Testing speech recognition with Playwright

dkarlovi
2025-11-10

How to automate testing in-browser speech recognition, so you can stop talking to the computer and go back mumbling to yourself.

The problem
The solution
The new problem
The solution #2
Full example of playwright.config.js

While working on my voice-controlled teleprompter app, which was my first experience with speech-related APIs, I discovered a new type of test that's worse than flaky tests, worse than manual tests, even worse than flaky manual tests.

I've discovered the out loud flaky manual test.

The problem

As you're working, you need to be constantly speaking into the microphone because that's what you're testing. This makes people around you constantly wonder if you're talking to them this time or not, you're interrupting their work and bringing attention to how you pronounce the word "little".

The solution

Since we're already using Playwright, it turns out we can make Chrome listen to our prerecorded voicemail.

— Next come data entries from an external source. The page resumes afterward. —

PR #411, opened 2026-01-14
swipe media cards on small screen

interim17:
Problem
=======

Solution
========

Screenshots (optional):
-----------------------
Screenshot 2026-01-13 at 4 09 48 PM
Screenshot 2026-01-13 at 4 09 39 PM

### DIFF
--- a/src/style/banner.module.css
+++ b/src/style/banner.module.css
@@ -42,6 +42,7 @@
     .container {
         height: auto;
         padding: 0;
+        background-attachment: scroll;
     }
     .banner-container {
         padding: 100px 25px 50px;


src/components/ImagesAndVideo/ImagePreviewGroup.tsx
```diff
@@ -0,0 +1,80 @@
...
+
+export const PreviewGroup = ({
+    currentIndex,
+    imageItems,
+    mediaItems,
+    previewVisible,
+    setCurrentIndex,
+    setPreviewVisible,
+    setSelectedMedia,
+}: ImagePreviewGroupProps) => {
```
interim17: Strictly speaking this component doesn't get re-used so doesn't deserve to be a component, but I was trying to reduce line count and separate concerns in `ImagesAndVideo` it does get rendered in two places, but is the same in both.

src/components/ImagesAndVideo/ImagesAndVideos.tsx
```diff
@@ -0,0 +1,195 @@
...
+} from "../../component-queries/types";
+import {
+    useMobileBreakpoint,
+    useTabletBreakpoint,
+} from "../../hooks/useWidthBreakpoint";
+import { formatCellLineId } from "../../utils";
+import { isImage } from "../../utils/mediaUtils";
+import Thumbnail from "../Thumbnail";
+import { PreviewGroup } from "./ImagePreviewGroup";
+import { MediaCard } from "./MediaCard";
```
interim17: I pulled the preview component, and `MediaCard` (along with `renderMediaItems()` into sepraate files to make this a little less intimidating to read.

src/components/ImagesAndVideo/ImagesAndVideos.tsx
```diff
@@ -0,0 +1,194 @@
...
+            className={header}
+            vertical={isMobile}
+            gap={isTablet ? 8 : 0}
+        >
+            <div className={titleSection}>
+                <h3 className={mainTitle}>{formatCellLineId(cellLineId)}</h3>
+                <span className={subtitle}>
+                    {parentalGeneSymbol
+                        ? `${geneSymbol} in WTC-${fluorescentTag}-${parentalGeneSymbol} (${alleleTag}-allelic tag)`
+                        : `${geneSymbol} in WTC-${fluorescentTag} (${alleleTag}-allelic tag)`}
```
meganrm: I'm guessing this is how we had this before, but it looks like something that could be a formatting function instead of inline like this

src/components/ImagesAndVideo/ImagesAndVideos.tsx
```diff
@@ -0,0 +1,195 @@
...
+                {previewGroup}
+                <div className={mobileCardContainer}>
+                    {mediaItems.map((_item, index) => (
+                        <MediaCard
+                            className={mobileMediaCard}
+                            key={index}
+                            index={index}
+                            title={title}
+                            isMobile={isMobile}
+                            item={mediaItems[index]}
```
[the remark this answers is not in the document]
meganrm: I agree with this

src/components/ImagesAndVideo/ImagesAndVideos.tsx
interim17: Easy to make one, I think it feels a bit odd to pass that many props to a util so I'm going to define the util above the render in this file.

src/components/ImagesAndVideo/ImagesAndVideos.tsx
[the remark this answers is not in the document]
interim17: Idk what I did last time but it worked this time! Pushed this a couple days agio:
https://github.com/AllenCell/cell-catalog/pull/411/commits/ef492c5bbb01aab7fffe82425aa068176fc305cf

Key part are these Chrome flags:

--use-fake-ui-for-media-stream
avoids granting permissions to the microphone
--use-fake-device-for-media-stream
creates a dummy device
--use-file-for-fake-audio-capture=path/to/audio.wav
plays a pre-recorded file on the said fake device
--disable-audio-input
disables any actual microphones you might have so you know you're listening to the correct (fake) device
use channel: "chrome" to refer to Chrome in the Playwright settings to ensure speech recognition API is enabled, using channel: "chromium" (or nothing) will not work as of this writing.

We can now run a test with Playwright in Chrome and, when we start voice recognition (or any microphone-related operation), it will play our WAV file.

The end.

The new problem

But wait, this will play the same WAV file every time, so how do we test different phrases?

What if I need to speak in English and then in Croatian?

The solution #2

What we do is we:

create multiple WAV files
for each, we create a separate Playwright project
ensure the specific test is bound to the specific project and nothing else, since we'll be asserting exactly what we want to do

This is very tedious to do manually, so let's engineer a small helper which does it automagically:

we put all our WAV files into tests/fixtures, all of them named like speech-<phrase said>.wav

for each file we find, we create the already mentioned Playwright project, making sure to tag the project with the file name:

return {
    name: name,
    use: {
        ...devices["Desktop Chrome"],
        channel: "chrome", // !important
        launchOptions: {
            args: [
                "--disable-audio-input",
                "--use-fake-device-for-media-stream",
                "--use-fake-ui-for-media-stream",
                `--use-file-for-fake-audio-capture=${filePath}`,
            ],
        },
    },
    // only target tests which have our name as their tag
    grep: new RegExp(`@${name}`),
};

[Example]: Playwright project for a specific speech WAV file

in our test, we tag it with the file name so it only runs in the correct project:

test(
    "should progress prompter position as speech is recognized",
    // opt-in to a very specific file to use
    { tag: "@speech-hello-world-how-are-you" },
    async ({ page }) => {
        await page.fill(
            "#script-input",
            "hello world, how are you doing today?",
        );
        await page.locator('[role="speech-control"]').click();
        // wait for the length of the audio file
        await page.waitForTimeout(5000);
        await page.locator('[role="speech-control"]').click();

        const currentWord = await page
            .locator(".word.current")
            .textContent();
        expect(currentWord).toBe("doing");
    },
);

[Example]: Playwright testing speech recognition using a very specific file

make sure to exclude the speech-related tests from your "normal" Playwright projects:

 {
     name: "Chrome",
     use: { ...devices["Desktop Chrome"], channel: "chrome" },
     // anything tagged with speech* is skipped in the non-audio projects
     grepInvert: /@speech/,
 },

[Example]: exclude speech tests from your regular Playwright projects

Since WAV files are basically raw audio data with a mustache, we don't want to keep them as is in our repo since we'll be adding a lot of them and the repo size would balloon, but annoyingly Chrome needs a WAV file specifically so we MUST have it once it runs, even though it supports playback of other formats.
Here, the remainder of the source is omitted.